Reproduce verbatim the final portion of the material below, from the line containing "This change supports" through its last line, and nothing else.

────────────────

PR #3503, opened 2024-06-05
Fix posix no libc wasi debug interp build

bnason-nf:
This change supports building with `WAMR_BUILD_LIBC_WASI=0` and `WAMR_BUILD_DEBUG_INTERP=1`, otherwise the `os_socket_*` functions will be undefined.

### DIFF
--- a/core/shared/platform/common/posix/platform_api_posix.cmake
+++ b/core/shared/platform/common/posix/platform_api_posix.cmake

────────────────

*OUTPUT OF THE TASK*
This change supports building with `WAMR_BUILD_LIBC_WASI=0` and `WAMR_BUILD_DEBUG_INTERP=1`, otherwise the `os_socket_*` functions will be undefined.

### DIFF
--- a/core/shared/platform/common/posix/platform_api_posix.cmake
+++ b/core/shared/platform/common/posix/platform_api_posix.cmake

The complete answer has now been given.